Anxiety Disorders on the Rise

The Anxiety Disorders Association of America (ADAA) estimates that anxiety rates have continued to rise steadily over the decades. Today, the ADAA estimates that more than 40 million people suffer from anxiety disorders in this country, based on prescription drug sales. And younger generations seem to be most affected. But if anxiety disorders really are on the rise, the question is...why? Even with major events like 9/11 causing widespread fears of terrorist attacks, and the economic collapse of 2008 causing deep financial insecurity, how could current times be more anxiety-producing than the Great Depression, or World War II?

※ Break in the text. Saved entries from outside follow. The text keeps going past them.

PR #122, opened 2022-07-15
Update AMAZON-INSTRUCTIONS.md

vegaro:
I tested an observer mode installation and updated the Amazon instructions since some things were not correct. 

We still need to fix [CSDK-335](https://revenuecats.atlassian.net/browse/CSDK-335) so excluding the billingclient is not needed anymore.


vegaro:
[This PR](https://github.com/RevenueCat/purchases-android/pull/566) will remove the need for the mainTemplate.gradle extra steps

PR #125, opened 2022-07-26
rename `Setup` to `Configure`

aboedo:
Renamed `Setup` to `Configure`. 

I added a deprecation to `Setup` although it was never technically public in a non-prerelease build, because it doesn't hurt to have it and it'll make it slightly easier for anyone who was using a pre-release build to update.

### DIFF
--- a/RevenueCat/Scripts/Purchases.cs
+++ b/RevenueCat/Scripts/Purchases.cs
@@ -44,18 +44,22 @@ public partial class Purchases : MonoBehaviour
     [Tooltip("Activate if you plan to call Purchases.Configure or Purchases.Setup programmatically.")]
     public bool useRuntimeSetup;
 
-    [Tooltip("RevenueCat API Key specifically for Apple platforms. Get from https://app.revenuecat.com/")]
+    [Tooltip("RevenueCat API Key specifically for Apple platforms. Get from https://app.revenuecat.com/ " +
+             "Note: This value not be used if Purchases.useRuntimeSetup is true.")]
     public string revenueCatAPIKeyApple;
 
-    [Tooltip("RevenueCat API Key specifically for Google Play. Get from https://app.revenuecat.com/")]
+    [Tooltip("RevenueCat API Key specifically for Google Play. Get from https://app.revenuecat.com/ " +
+             "Note: This value not be used if Purchases.useRuntimeSetup is true.")]
     public string revenueCatAPIKeyGoogle;
 
     [Header("Alternative Stores")]
-    [Tooltip("RevenueCat API Key specifically for Amazon Appstore. Get from https://app.revenuecat.com/")]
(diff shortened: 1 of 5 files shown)


RevenueCat/Scripts/Purchases.cs
```diff
@@ -41,56 +41,76 @@ public partial class Purchases : MonoBehaviour
     /// </summary>
     public delegate void GetPromotionalOfferFunc(PromotionalOffer promotionalOffer, Error error);
 
-    [Tooltip("Activate if you plan to call Purchases.Setup programmatically.")]
+    [Tooltip("Activate if you plan to call Purchases.Configure or Purchases.Setup programmatically.")]
```
aboedo, line 44: did a decent amount of cleanup on these tooltips so they look a bit better

aboedo: mostly line breaks both in C# by splitting the string and in the tooltip itself with `\n`

RevenueCat/Scripts/Purchases.cs
```diff
@@ -134,10 +154,17 @@ private void Setup(string newUserId)
             .SetUseAmazon(useAmazon)
             .SetDangerousSettings(dangerousSettings);
 
-        Setup(builder.Build());
+        Configure(builder.Build());
     }
 
+    [Obsolete("Deprecated, use Configure instead.", false)]
```
aboedo, line 160: this method was never public in a final release, but it doesn't hurt to have the deprecation for anyone using a release candidate

RevenueCat/Scripts/PurchasesConfiguration.cs
```diff
@@ -41,6 +52,7 @@ public static Builder Init(string apiKey)
 
             public PurchasesConfiguration Build()
             {
+                _dangerousSettings ??= new DangerousSettings(false);
```
aboedo, line 55: without this, creating a build but not setting dangerous settings would crash

tonidero: I guess we don't have tests for this right?

RevenueCat/Scripts/Purchases.cs
tonidero: Well... I guess the only downside is that we will have an extra deprecated function to test/remove at some point... But then again, I think what you said makes sense so I'm ok with this 👍

tonidero (approved):
Newbie here but LGTM!

vegaro (approved):

RevenueCat/Scripts/PurchasesConfiguration.cs
aboedo: we don't have unit tests for anything in Unity, sadly. Hoping to get that started soon. We do have API tests, as well as integration tests that export a `.unityPackage`, import it into an iOS and an Android app, and try building (and creating an archive on iOS)

PR #128, opened 2022-07-27
added examples and better docs to new configure method

aboedo:
Improves the docstring so usage is hopefully easier to understand. 

Here's an example of how this looks in the editor: 

Screen Shot 2022-07-27 at 11 07 22 AM

### DIFF
--- a/RevenueCat/Scripts/Purchases.cs
+++ b/RevenueCat/Scripts/Purchases.cs
@@ -164,6 +164,28 @@ public partial class Purchases : MonoBehaviour
     }
     
     // ReSharper disable once MemberCanBePrivate.Global
+    /// <summary>
+    /// Use this method to configure the SDK programmatically.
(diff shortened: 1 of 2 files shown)


RevenueCat/Scripts/Purchases.cs
```diff
@@ -164,6 +164,28 @@ public void Setup(PurchasesConfiguration purchasesConfiguration)
     }
     
     // ReSharper disable once MemberCanBePrivate.Global
+    /// <summary>
+    /// Use this method to configure the SDK programmatically.
```
tonidero, line 168: Maybe mention that this should be called before any other SDK methods to work properly?

tonidero (approved):

RevenueCat/Scripts/Purchases.cs
aboedo: Great call! I'll do that in a separate PR to avoid having to rebase all of these

PR #565, opened 2017-04-04
[stable9.1] Translate the methodname in the table header

MariusTimmer:
We are using this app for our owncloud instance and found out that the method name in the table header is not translated. This patch fixes this bug.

One recent idea is that modern popular culture and the media have essentially inflated expectations of how much average people can achieve and how much pure happiness life offers. Living in the Great Depression was miserable, in other words, but the hardscrabble life of those times was in line with popular expectations, and therefore did not produce as much anxiety. This idea is related to the concept that the younger generations ("Gen X and Y") were raised by their boomer parents to hold starkly unrealistic expectations of their own competency and the degree of success and acclaim they are likely to achieve in life. These generations are, in a sense, sufferers of a cultural disease of narcissism. This idea is most fully explored in San Diego State University psychology professor Jean M. Twenge's 2009 book The Narcissism Epidemic: Living in the Age of Entitlement, as well as her 2006 book Generation Me: Why Today’s Young Americans Are More Confident, Assertive, Entitled—And More Miserable Than Ever Before.

The question of why anxiety disorders are on the rise--especially for the younger generations--is a complex one that is likely answered by many factors. It does make intuitive sense, though, that expectations of achievement in life could play a pivotal role, and that those whose expectations have been unrealistically inflated have been set up to fall into an anxious downward spiral.